Core Concepts
TIP-Editor enables accurate 3D scene editing by leveraging both text prompts and image prompts, achieving high-quality results that closely match the specified appearance and location.
Abstract
The paper presents TIP-Editor, a versatile 3D scene editing framework that allows users to perform various editing operations (e.g., object insertion, object replacement, re-texturing, and stylization) guided by both text prompts and image prompts.
Key highlights:
- TIP-Editor employs a novel stepwise 2D personalization strategy, which features a localization loss in the scene personalization step and a separate novel content personalization step dedicated to the reference image based on LoRA, to enable accurate location and appearance control.
- The framework adopts 3D Gaussian splatting (GS) to represent the 3D scene, which facilitates precise local editing due to its explicit point data structure.
- Extensive experiments demonstrate that TIP-Editor consistently outperforms existing text-driven 3D editing methods in terms of editing quality, visual fidelity, and user satisfaction.
Stats
"Text-driven 3D scene editing has gained significant attention owing to its convenience and user-friendliness."
"Existing methods still lack accurate control of the specified appearance and location of the editing result due to the inherent limitations of the text description."
"TIP-Editor employs a stepwise 2D personalization strategy to better learn the representation of the existing scene and the reference image, in which a localization loss is proposed to encourage correct object placement as specified by the bounding box."

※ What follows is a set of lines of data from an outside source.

Issue #9940, opened 2016-09-11
Improve documentation for IPython.core.debugger and IPython.terminal.debugger


tillahoffmann:
The documentation for `IPython.core.debugger` states that it is deprecated but it doesn't provide any information about what should be used instead. A few questions:

* Was `IPython.core.debugger` deprecated in favour of `IPython.terminal.debugger`? 
* If so, what should be used in jupyter notebooks (`IPython.terminal.debugger.set_trace()` doesn't appear to work when used in a notebook)?

willingc:
@tillahoffmann Sorry this isn't clearer in the documentation. Pinging @takluyver and @carreau.

takluyver:
I don't think the module is deprecated - where do you see that? The `Tracer` class is; we should probably add a `set_trace` function to core.debugger as well as terminal.debugger.

tillahoffmann:
Yes, sorry, my description was not specific enough. Is this the correct way to set a breakpoint in the `add` function using the `core` debugger?

```python
from IPython.core.debugger import Pdb
debugger = Pdb()


def add(a, b):
    debugger.set_trace()
    return a + b
```

takluyver:
Not sure, I don't actually use a debugger much ;-). It looks correctish, though, so if it works, go for it!

willingc:
@tillahoffmann And if it works, please let us know and we can open an issue to improve debugger documentation. Thanks.

Carreau:
You should be able to do

```python
from IPython.terminal.debugger import set_trace
set_trace()
```

The difference between `IPython.terminal.debugger` and `IPython.core.debugger` are minimal, 
the former being slightly more aware of the terminal frontend.

takluyver:
I think this arose because `IPython.terminal.debugger` doesn't work in a notebook (or in IPython running as a Jupyter kernel generally). We should probably add `IPython.core.debugger.set_trace()` for such cases.

Carreau:
> I think this arose because IPython.terminal.debugger doesn't work in a notebook (or in IPython running as a Jupyter kernel generally). We should probably add IPython.core.debugger.set_trace() for such cases.

Yep, and we should likely figure out how to nest things a bit less.

tillahoffmann:
> I think this arose because IPython.terminal.debugger doesn't work in a notebook (or in IPython running as a Jupyter kernel generally). We should probably add IPython.core.debugger.set_trace() for such cases.

[...]

PR #9947, opened 2016-09-14
Add set_trace to core debugger.

tillahoffmann:
This PR adds a `set_trace` method to `IPython.core.debugger` to mirror the functionality of `IPython.terminal.debugger`. See #9940 for a discussion.

### DIFF
--- a/IPython/core/debugger.py
+++ b/IPython/core/debugger.py
@@ -629,5 +629,4 @@ def set_trace(frame=None):
 
     If frame is not specified, debugging starts from caller's frame.
     """
-    pdb = Pdb()
-    pdb.set_trace()
+    Pdb().set_trace(frame or sys._getframe().f_back)
--- a/IPython/core/debugger.py
+++ b/IPython/core/debugger.py
@@ -623,12 +623,11 @@ class Pdb(OldPdb, object):
         do_w = do_where
 
 
-def set_trace(frame=None, condition=True):
-	"""
-	Start debugging from `frame` if `condition` is satisfied.
+def set_trace(frame=None):
+    """
+    Start debugging from `frame`.
 
-	If frame is not specified, debugging starts from caller's frame.
-	"""
-	if condition:
-		pdb = Pdb()
-		pdb.set_trace()
+    If frame is not specified, debugging starts from caller's frame.
+    """
+    pdb = Pdb()
+    pdb.set_trace()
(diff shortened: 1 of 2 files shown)


IPython/core/debugger.py
```diff
@@ -621,3 +621,14 @@ def do_where(self, arg):
                 self.print_stack_trace()
 
         do_w = do_where
+
+
+def set_trace(frame=None, condition=True):
```
takluyver: Let's stick to the same API as `pdb` and `IPython.terminal.debugger`, with `set_trace()` taking no parameters. We can discuss adding parameters as a separate step, and if we do we'll want to keep `core` and `terminal` in sync.

IPython/core/debugger.py
```diff
@@ -621,3 +621,14 @@ def do_where(self, arg):
...
+	"""
+	Start debugging from `frame` if `condition` is satisfied.
+
+	If frame is not specified, debugging starts from caller's frame.
+	"""
+	if condition:
+		pdb = Pdb()
```
tillahoffmann: These shouldn't be tabs.

IPython/core/debugger.py
```diff
@@ -621,3 +621,13 @@ def do_where(self, arg):
                 self.print_stack_trace()
 
         do_w = do_where
+
+
+def set_trace(frame=None):
```
takluyver: The other `set_trace()` functions also don't have a `frame` parameter, though the `set_trace()` *method* does. I'd either remove it from here, or also add it to the version in `IPython.terminal`. @Carreau, opinions?

Also, if we decide to keep the parameter, it should probably actually do something ;-)

tillahoffmann: Yes, it should indeed do something. Let me know if you'd prefer to remove the `frame` parameter or add it to `IPython.terminal` as well.

takluyver: I could go either way, but I'd like to know what @Carreau thinks when he's online in a couple more hours. :-)

Carreau: Happy to add it to the function, it should likely be passed to `Pdb.set_trace()` by adding 1 to it, and we should even likely start the debugging 1 frame up from the current one to be consistent with normal Pdb.

takluyver: Makes sense, though it takes a frame object, not an offset number. Here's the `set_trace` definition from pdb:

```python
def set_trace():
    Pdb().set_trace(sys._getframe().f_back)
```

Carreau (approved):
Seem good to me ! (trying new GitHub reviews things)

takluyver:
Looks good, thanks @tillahoffmann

"TIP-Editor utilizes explicit and flexible 3D Gaussian splatting (GS) as the 3D representation to facilitate local editing while keeping the background unchanged."
Quotes
"TIP-Editor excels in precise and high-quality localized editing given a 3D bounding box, and allows the users to perform various types of editing on a 3D scene, such as object insertion, whole object replacement, part-level object editing, combination of these editing types (i.e. sequential editing), and stylization."
"The editing process is guided by not only the text but also one reference image, which serves as the complement of the textual description and results in more accurate editing control."